Hydraulic servo valve systems (HSS), which produce high torque and large forces with high speeds, are the critical components of the industrial field. The applications of HSS include, but are not limited to, manipulators, material test machines, fatigue testing, robotics, and aircraft [
1]. In comparison to the other devices playing roles in the HSS, the role of the hydraulic servo valve systems is more advantageous. This is because of its high power and its high-speed response [
1]. The response of hydraulic servo valve systems is highly nonlinear due to the directional changes of valve opening and friction; it would not be effortless to control such nonlinear systems using linear controllers [
2,
3]. One of the main goals in hydraulic control system problems is seeking a desired, satisfactory response of the system. An HSS consists of a motor, servo valve, controller, actuating cylinders, and measurement sensors. There are three main control categories in electrohydraulic problems: Position control, velocity control, and force control problems. In force control problems, the main goal is minimizing the force overshoot and preserving the load from failure. Bonchis et al. [
4] introduced a new type of controller using acceleration feedback control, utilizing a variable-structure controller in the presence of friction nonlinearities. Sirouspour and Salcudean [
5] proposed a nonlinear position controller for HSS, considering the valve dynamics presented in Lyapunov’s stability theories. The most commonly used controller in industrial applications is the Proportional-Integral-derivative (PID) controller [
6,
7], which uses the feedback of the systems to calculate the command of the system at each time step. In an HSS, the PID controller’s purpose is to minimize the difference between the desired set point and the measured output feedback of the plant by adjusting the command value sent to the valves [
1,
8]. It is well known that PID controllers show poor control performances for integrating processes and processes with large time delays. Moreover, they cannot incorporate ramp-type set-point changes or slow disturbances [
9]. In feedback systems, small errors can propagate during the simulation. This error accumulation can significantly affect the simulation results, yielding inaccurate outcomes [
10]. Many studies have been carried out on the design and tuning of PID controllers since 1942, in which Ziegler and Nichols presented their approaches. In addition, the specifications, stability, design, applications, and performance of PID controllers have been widely studied since then [
11]. For systems showing highly nonlinear behaviors, controlling the outputs of the system is a demanding task. In these cases, hysteresis models are used for both system identifications of the HSS and controlling the outputs. Among the various methods for hysteresis control in the literature, feed-forward control has a special place in this field. It is not an error-based control algorithm. Instead, it works based on knowledge about the process in the form of a mathematical model of the process. In feed-forward controlling problems, having a precise model of the relation of the input and output of the plant in hand is necessary. In these cases, usually, the inverse hysteresis model of the plant is utilized. The success of the feed-forward control problem has also been termed the Open-Loop control problem; much depends on the performance of the inverse hysteresis models. It should be noted that in an open-loop system, once the command and control signal are calculated, they cannot be further adjusted [
12]. Zhang and Wang [
13] proposed a learning feed-forward control law based on the least-squares support-vector machine (LS-SVM) for the properties of inverter systems. The control scheme consists of feedback control and feed-forward control. In this control strategy, employing optimal control theory, PID parameters were tuned; then, the least-squares support-vector machine was utilized as a function approximator to model the inverse dynamics of the inverter. The results indicate the efficacy of the presented control law in improving the anti-disturbance of inverter systems. Sharghi et al. [
14] predicted the highly nonlinear hysteresis behavior of a magnetorheological damper (MR Damper) using the LS-SVM model. They aimed to overcome the hybrid simulation constraints in the field of experimental studies, so they employed the least-squares support-vector machine model as an alternative to the rate-dependent physical substructure.

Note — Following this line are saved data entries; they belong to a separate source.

PR #2934, opened 2021-09-22
Fix multi-sample tests in contribfunsor by scaling samples manually

eb8680:
The Funsor pull request https://github.com/pyro-ppl/funsor/pull/549 changed the semantics of `Funsor.sample` so that it no longer rescales its result by the number of particles, which broke some TMC tests in `pyro.contrib.funsor`.

This PR performs the sample rescaling manually within Pyro, fixes the broken tests and pins Pyro's Funsor dependency to the `master` commit merging the above Funsor PR.


fritzo:
let me see if i can silence the coveralls failure

fritzo (approved):

Issue #2924, opened 2021-09-06
[FR] add an alternative parameterization for lower triangular cholesky factors


martinjankowiak:
add an alternative parameterization for lower triangular cholesky factors and consider using this in `AutoMultivariateNormal`:

instead of parameterizing a lower cholesky factor as an unconstrained strictly lower triangular piece and a positive diagonal we instead parameterize as

`L = unit_scale_tril @ scale_diag` 

where `unit_scale_tril` is lower triangular with ones along the diagonal and `scale_diag` is a positive diagonal matrix.

for more details see the [corresponding NumPyro PR](https://github.com/pyro-ppl/numpyro/pull/1146)

fritzo:
I agree we should improve the parametrization of `AutoNormal`. We did something similar to `AutoLowRankMultivariateNormal` #2127, and indeed `AutoLowRankMultivariateNormal` now works much better than `AutoMultivariateNormal`.

fritzo:
Note I've been using a similar overparametrization in the `AutoStructured` guide, since the raw MVN via `scale_tril` performed so poorly:
https://github.com/pyro-ppl/pyro/blob/c8dc40a75cc4ff1f43c6ff9178d91c08155d7973/pyro/infer/autoguide/guides.py#L1564-L1573

martinjankowiak:
interesting. note this isn't an overparametrization though: the diagonal on `unit_scale_tril` is all ones

PR #2946, opened 2021-10-14
Learn white_vec parameter of AutoGaussian guide

fritzo:
Addresses #2813 
~~Blocked by https://github.com/pyro-ppl/funsor/pull/553~~

This adds learnable parameters `white_vec` to each Gaussian factor in the AutoGaussian guide, so the total set of factors is: `loc`, `scale`, `white_vec`, and `prec_sqrt`. The parameters `(white_vec, prec_sqrt)` are important because they are closer to the natural parameters than `(loc, scale)`, and should in theory lead to faster learning.  The `scale` parameter is important because (i) being on a log scale it can quickly adapt to large or small magnitudes, and (ii) it performs row-size scaling of the precision matrix and leads to faster learning (see #2127, #2924). It appears that the `loc` parameter is also required.

## Tested
- [x] strengthened a dispatch test
- [x] pass existing tests


fritzo:
@eb8680 this isn't super high priority, but it would be nice to get it in for the first release of `AutoGaussian`. Nothing has changed since we discussed this a month or two ago.

eb8680 (approved):
Looks good, merging

PR #2951, opened 2021-10-26
Support multivariate dependencies in AutoStructured

### LINKED ISSUE #2950: Support for multiple dependency/parent nodes in AutoStructured [feature request]
Often in hierarchical models, the prior value of a site depends on the value of several parent nodes via a specific computation (such as matrix multiplication).

For example in this case, the value of `w_sf` depend on `k_sr` and `q_rf`:
```
d_sg ~ Poisson(mu_sg)
mu_sg = sum_f w_sf * g_fg
w_sf ~ Gamma(10, 10 / mu_sf)
mu_sf = sum_r k_sr * q_rf
k_sr ~ Gamma(1, 1)
q_rf ~ Gamma(1, 1)
```
Would be great if it was possible to not only say that `w_sf` depend on `k_sr` and `q_rf` but specify a function that gives a hierarchical component of `w_sf`:
``` 
AutoStructured(dependencies={'w_sf': {['k_sr', 'q_rf']: lambda k_sr, q_rf: k_sr @ q_rf})
```
This probably also needs the site to be available in a non-flattened format.

fritzo:
Resolves #2950 

## Tasks
- [x] support multivariate dependencies
- [ ] support unflattened coordinates?  Can we make this backwards compatible?
- [ ] support constrained coordinates?  Is this a good idea?

## Tested
- [ ] unit tests in test_autoguide.py

### DIFF
--- a/pyro/infer/autoguide/structured.py
+++ b/pyro/infer/autoguide/structured.py
@@ -4,7 +4,7 @@
 from collections import OrderedDict, defaultdict
 from contextlib import ExitStack
 from types import SimpleNamespace
-from typing import Callable, Dict, Optional, Union
+from typing import Callable, Dict, Optional, Tuple, Union
 
 import torch
 from torch.distributions import biject_to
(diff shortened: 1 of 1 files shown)


fritzo:
Replaced by #2953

In this study, to overcome the limitations of feedback systems, a new model for controlling hydraulic actuators is proposed and evaluated both numerically and experimentally. The current study aims to evaluate the performance of the LS-SVM hysteresis model in an open-loop feed-forward hysteresis control. For this purpose, first, a numerical model of a PID-controlled actuator was created, and sets of numerical data of inputs and outputs of the plant were generated. Then, an LS-SVM hysteresis model was trained inversely on the generated data sets from the numerical modeling. Afterward, to examine the efficacy of the proposed method for real-world hydraulic actuators in the presence of experimental errors and noise, sets of experimental data were obtained from physical modeling at KNTU’s Structural and Earthquake Engineering Laboratory (KSEEL). In the following sections, the results and test procedures will be elaborated upon. Using the proposed open-loop method for controlling the actuator is beneficial where the implementation of the feedback control system is problematic (error propagation, time delay), and where a smooth, continuous moving of the head of the actuator is essential. The advantage of the proposed method is its ability to command the actuator without using the feedback signal of the system.
Figure 1 represents the schematic view of the LS-SVM-controlled (feed-forward controlled) actuator.